Bug 1377875

Summary:	[support] OSD recovery causes pause in IO which lasts longer than expected
Product:	[Red Hat Storage] Red Hat Ceph Storage	Reporter:	Mike Hackett <mhackett>
Component:	RADOS	Assignee:	Matt Benjamin (redhat) <mbenjamin>
Status:	CLOSED DUPLICATE	QA Contact:	ceph-qe-bugs <ceph-qe-bugs>
Severity:	high	Docs Contact:
Priority:	high
Version:	1.3.2	CC:	amarango, ceph-eng-bugs, dang, dzafman, hnallurv, icolle, jdurgin, kchai, kdreyer, linuxkidd, mhackett, nlevine, rwheeler, sjust, vumrao, yehuda
Target Milestone:	rc
Target Release:	3.0
Hardware:	x86_64
OS:	Linux
Whiteboard:
Fixed In Version:		Doc Type:	If docs needed, set a value
Doc Text:		Story Points:	---
Clone Of:		Environment:
Last Closed:	2017-06-28 19:46:51 UTC	Type:	Bug
Regression:	---	Mount Type:	---
Documentation:	---	CRM:
Verified Versions:		Category:	---
oVirt Team:	---	RHEL 7.3 requirements from Atomic Host:
Cloudforms Team:	---	Target Upstream Version:
Embargoed:

Description Mike Hackett 2016-09-20 21:14:29 UTC

Description of problem:

OSD node is taken offline for 15 mins (with noout flag set) and is brought back online, when recovery IO starts RadosGW client IO halts on the cluster due to large amounts of slow requests currently waiting for degraded object. When the OSD node was brought offline client IO was still active to the cluster for those 15 minutes.

This OSD node houses 2 SSD and 14 SATA HDD's. SSD OSD's back the radosgw.index pool.

The degraded objects were present in the radosgw index pool which is required to be accessed for each RGW op, so a large range of RGW operations would be affected.

Rack replication is being used with 3 racks, 6 SSD's per rack, 2 per OSD node.

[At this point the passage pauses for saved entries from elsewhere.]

Issue #75, opened 2022-09-23
Ztoc struct has to be consistent with the structure defined in ztoc.fbs


vkuzniet:
**Is your feature request related to a problem? Please describe.**
Ztoc struct has to be consistent with the structure defined in `ztoc.fbs`. We have two ztoc's and serialization logic copying data from Ztoc in ztoc.go to fbs-generated Ztoc. In order to avoid any bugs, those must be consistent. The fbs ztoc has more logical structure we all agreed on, so Ztoc struct must follow the lead.

**Describe the solution you'd like**
Ztoc struct in ztoc.go needs to be updated to reflect the structural changes agreed on when defining the serialization format in .fbs. 

**Describe alternatives you've considered**

**Additional context**

vkuzniet:
The PR https://github.com/awslabs/soci-snapshotter/pull/82 is merged.

PR #82, opened 2022-09-28
Ztoc format is consistent with fbs

vkuzniet:

*Issue #, if available:*
#75 

*Description of changes:*
Ztoc struct is modified to be consistent with the flatbuffers schema defined in `ztoc.fbs`.

*Testing performed:*
- `make test & make check & make integration` pass
- deployed `soci` and `soci-snapshotter-grpc` to the ec2 instance and successfully executed `rabbitmq` container workload in lazy loading mode.

### DIFF
--- a/soci/ztoc.go
+++ b/soci/ztoc.go
@@ -54,30 +54,32 @@ type FileMetadata struct {
 }
 
 type Ztoc struct {
-	Version             string
-	BuildToolIdentifier string
-
-	Metadata []FileMetadata
-
-	CompressedFileSize   FileSize
-	UncompressedFileSize FileSize
-	MaxSpanID            SpanID //The total number of spans in Ztoc - 1
-	ZtocInfo             ztocInfo
-	IndexByteData        []byte
+	Version                 string
+	BuildToolIdentifier     string
+	CompressedArchiveSize   FileSize
+	UncompressedArchiveSize FileSize
+	TOC                     TOC
+	CompressionInfo         CompressionInfo
 }
 
-type ztocInfo struct {
-	SpanDigests []digest.Digest
+type CompressionInfo struct {
+	MaxSpanID     SpanID //The total number of spans in Ztoc - 1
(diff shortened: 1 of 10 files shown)


soci/ztoc.go
```diff
@@ -54,20 +54,22 @@ type FileMetadata struct {
...
 
 type Ztoc struct {
-	Version             string
-	BuildToolIdentifier string
-
-	Metadata []FileMetadata
-
+	Version              string
+	BuildToolIdentifier  string
 	CompressedFileSize   FileSize
```
rdpsin, line 59: Should change this to `CompressedArchiveSize`. Same with `UncompressedArchiveSize`. 

https://github.com/awslabs/soci-snapshotter/blob/main/soci/fbs/ztoc.fbs#L46

vkuzniet: Good catch. All set.

soci/ztoc.go
```diff
@@ -54,30 +54,32 @@ type FileMetadata struct {
...
+	TOC                     TOC
+	CompressionInfo         CompressionInfo
+}
 
-	CompressedFileSize   FileSize
-	UncompressedFileSize FileSize
-	MaxSpanID            SpanID //The total number of spans in Ztoc - 1
-	ZtocInfo             ztocInfo
-	IndexByteData        []byte
+type CompressionInfo struct {
```
Kern--, line 65: Should compression info contain the algorithm?

rdpsin (approved):

soci/ztoc.go
vkuzniet: It didn't make any sense to add it just yet, since we don't have anything but gzip here (fbs has it already and this is the final destination for serialization). Before putting algorithm in the compression info in Ztoc struct, it's better to devise similarities and differences between Ztocs for gzip and zstd and model how will the new reality look like.

Kern-- (approved):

Per upstream Tracker: http://tracker.ceph.com/issues/13104 this is expected behavior as the object is degraded and the OSD is waiting for it to get repaired. Writes to degraded objects (present on the primary) are not allowed in Hammer and below but this has changed in Infernalis.

Initially the recovery threads were throttled on the entire cluster to 1 to prevent client IO impact during cluster recovery but a recommendation was made to increase this value back to the default of 15 on the SSD OSD's, this did not alleviate the issue and issue was seen again on the next node move.

Is recovery operating properly here as expected in Hammer?
Do we have any method to prevent this impact from occurring during an OSD node move?

Version-Release number of selected component (if applicable):
ceph-0.94.5-14.el7cp.x86_64

How reproducible:
Consistent

Steps to Reproduce:
1. Set noout on cluster.
2. Write several GB to cluster.
2. Down one of the OSD nodes.
4. Write several GB to the cluster.
5. Bring OSD node back into cluster, to generate recovery.
6. While recovery is ongoing generate further IO to cluster and validate IO has halted.

Logs from issues are here:

https://api.access.redhat.com/rs/cases/01703018/attachments/ceb38cac-0a54-4781-9d9c-4498f37abddb

https://api.access.redhat.com/rs/cases/01703018/attachments/db1e4598-6e5e-4808-9592-a904738f408f

https://api.access.redhat.com/rs/cases/01703018/attachments/38fd0ded-07d5-4f4e-b71b-10601f9ee58b

Comment 81 Mike Hackett 2016-11-07 21:07:38 UTC

adding needinfo back as last update cleared it.